### Exercise
The reply should consist of one number, which is how many lines in the material below contain "possible".

### Provided information
Issue #1991, opened 2024-04-16
Deferring reconciliation due to unsupported clients (coordinators)


gm42:
### What happened?

I run a cluster with separate coordinator pods which is using an older FoundationDB version e.g. `7.1.17`.
Once I set the version to latest `7.3.27`, operator never performs the upgrade because of this error:
```
{"level":"info","ts":"2024-04-16T06:22:20Z","logger":"controller","msg":"Reconciliation terminated early","namespace":"skunkworks","cluster":"mycluster","reconciler":"controllers.checkClientCompatibility","requeueAfter":60,"message":"7 clients do not support version 7.3.27: 192.168.149.171:49018, 192.168.149.171:52564, 192.168.159.185:52772, 192.168.159.185:55498, 192.168.190.37:36264, 192.168.190.37:42684, 192.168.190.37:52468"}
```

However those IPs correspond to the pod IPs of 3 of the coordinators (!), not an external client (from cluster PoV).

### What did you expect to happen?

Operator carrying out the update by pod replacement, not considering connections from coordinators as blocking.

### How can we reproduce it (as minimally and precisely as possible)?

Create a cluster:
```yaml
apiVersion: apps.foundationdb.org/v1beta2
kind: FoundationDBCluster
metadata:
  name: mycluster
  namespace: skunkworks
spec:
  version: 7.1.17
  routing:
    publicIPSource: service
  coordinatorSelection:
  - priority: 100
    processClass: coordinator
  databaseConfiguration:
    logs: 3
    storage: 3
    redundancy_mode: single
    storage_engine: ssd-2
  processCounts:
    coordinator: 3
    stateless: 3
    storage: 3
    log: 3
```

Start using it using some other client, so that there is some activity on it; then change its version to `7.3.27` using `kubectl edit`.

### FDB Kubernetes operator

<details>
v1.33
</details>

### Kubernetes version

<details>

```console
$ kubectl version
Client Version: v1.29.3
Kustomize Version: v5.0.4-0.20230601165947-6ce0bf390ce3
Server Version: v1.26.14-eks-b9c9ed7
```

</details>

### Cloud provider

<details>
AWS
</details>

johscheuer:
Could you please verify if there are any other processes/tools running in our setup? I was not able to reproduce the issue. Is it possible that you ran `fdbcli` from those Pods?

johscheuer:
[...]

PR #1995, opened 2024-04-17
Add additional variation test with dedicated coordinators and service IP

johscheuer:
# Description

Test case for: https://github.com/FoundationDB/fdb-kubernetes-operator/issues/1991 

## Type of change

- Other

## Discussion

## Testing

Ran the e2e test manually.

## Documentation

-

## Follow-up

-

### DIFF
--- a/e2e/test_operator_upgrades_variations/operator_upgrades_variations_test.go
+++ b/e2e/test_operator_upgrades_variations/operator_upgrades_variations_test.go
@@ -79,11 +79,11 @@ func clusterSetupWithConfig(config testConfig) *fixtures.FdbCluster {
 	return cluster
 }
 
-func performUpgrade(config testConfig, validateFunc func(cluster *fixtures.FdbCluster)) {
+func performUpgrade(config testConfig, preUpgradeFunction func(cluster *fixtures.FdbCluster)) {
 	fdbCluster = clusterSetupWithConfig(config)
 	startTime := time.Now()
+	preUpgradeFunction(fdbCluster)
 	Expect(fdbCluster.UpgradeCluster(config.targetVersion, false)).NotTo(HaveOccurred())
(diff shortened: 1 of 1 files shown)


e2e/test_operator_upgrades_variations/operator_upgrades_variations_test.go
```diff
@@ -79,11 +79,11 @@ func clusterSetupWithConfig(config testConfig) *fixtures.FdbCluster {
 	return cluster
 }
 
-func performUpgrade(config testConfig, validateFunc func(cluster *fixtures.FdbCluster)) {
+func performUpgrade(config testConfig, preUpgradeFunction func(cluster *fixtures.FdbCluster)) {
 	fdbCluster = clusterSetupWithConfig(config)
 	startTime := time.Now()
+	preUpgradeFunction(fdbCluster)
```
nicmorales9, line 85: Looking at the usages, I am a bit confused as to how this passes? the callers seem to use it as a validation function

johscheuer: That's correct, in most test cases this was used as a pre-validation step. The validation should happen before the upgrade is triggered to make sure the conditions are met before spending time on the upgrade.

nicmorales9: ah, I was understanding cases where cluster config is set e.g. https://github.com/johscheuer/fdb-kubernetes-operator/blob/6a1ea6c10d5750ebff7d040a4c1d9c9f19cc6cb9/e2e/test_operator_upgrades_variations/operator_upgrades_variations_test.go#L197 as a new change instead of version change, that makes more sense

nicmorales9 (approved):
Looks right to me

### Result of this task
2